PR #42, opened 2024-10-04
Model Swift's type metadata and value witness table for memory layout information

DougGregor:
Extend the Java SwiftKit with the ability to query the memory layout of an arbitrary Swift type given its Swift type metadata pointer (e.g., `Any.Type` in the Swift world). Use this to show the size, stride, and alignment of `Int?` from the Java side, determine the name of a Swift type from its metadata, and produce a [`java.lang.foreign.MemoryLayout`](https://docs.oracle.com/en/java/javase/20/docs/api/java.base/java/lang/foreign/MemoryLayout.html) for any Swift type. Here's some example output for the Swift type `Int?` (mangled name: `SiSg`):

    Memory layout for Swift.Int?:
      size = 9
      stride = 16
      alignment = 8
      Java layout = [8%[9:b1]x7](Swift.Optional<Swift.Int>)

### DIFF
--- a/JavaSwiftKitDemo/src/main/java/org/swift/javakit/SwiftKit.java
+++ b/JavaSwiftKitDemo/src/main/java/org/swift/javakit/SwiftKit.java
@@ -64,6 +64,36 @@ public class SwiftKit {
     }
 
     // ==== ------------------------------------------------------------------------------------------------------------
+    // free
+    /**
+     * Descriptor for the free C runtime function.
+     */
+    public static final FunctionDescriptor free$descriptor = FunctionDescriptor.ofVoid(
+        ValueLayout.ADDRESS
+    );
+
+    /**
+     * Address of the free C runtime function.
+     */
+    public static final MemorySegment free$addr = findOrThrow("free");
+
+    /**
+     * Handle for the free C runtime function.
+     */
+    public static final MethodHandle free$handle = Linker.nativeLinker().downcallHandle(free$addr, free$descriptor);
+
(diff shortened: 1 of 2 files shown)


JavaSwiftKitDemo/src/main/java/org/swift/javakit/SwiftKit.java
```diff
@@ -230,4 +231,121 @@ public static MemorySegment getTypeByMangledNameInEnvironment(String string) {
             throw new AssertionError("should not reach here", ex$);
         }
     }
+
+    /**
+     * The value layout for Swift's Int type, which is a signed type that follows
+     * the size of a pointer (aka C's ptrdiff_t).
+     */
+    public static ValueLayout SWIFT_INT = (ValueLayout.ADDRESS.byteSize() == 4) ?
+        ValueLayout.JAVA_INT : ValueLayout.JAVA_LONG;
```
ktoso, line 271: Oh nice, instead of guessing by platform. Lgtm

ktoso (approved):
Very nice, might be worth adding a test in java already, even tho most fail on CI they should already be working fine on macOS 😊

DougGregor:
Tacked on the real API I wanted, which produces a memory layout for a given Swift type

ktoso (approved):
Very nice, that’ll get us quite far already 🎉

DougGregor:
We're still working on the Java part of the CI; verified it locally.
──────
* **Your instructions**
Extract every line of the records above that contains the word "public".

* **Answer section**
@@ -64,6 +64,36 @@ public class SwiftKit {
+    public static final FunctionDescriptor free$descriptor = FunctionDescriptor.ofVoid(
+    public static final MemorySegment free$addr = findOrThrow("free");
+    public static final MethodHandle free$handle = Linker.nativeLinker().downcallHandle(free$addr, free$descriptor);
@@ -230,4 +231,121 @@ public static MemorySegment getTypeByMangledNameInEnvironment(String string) {
+    public static ValueLayout SWIFT_INT = (ValueLayout.ADDRESS.byteSize() == 4) ?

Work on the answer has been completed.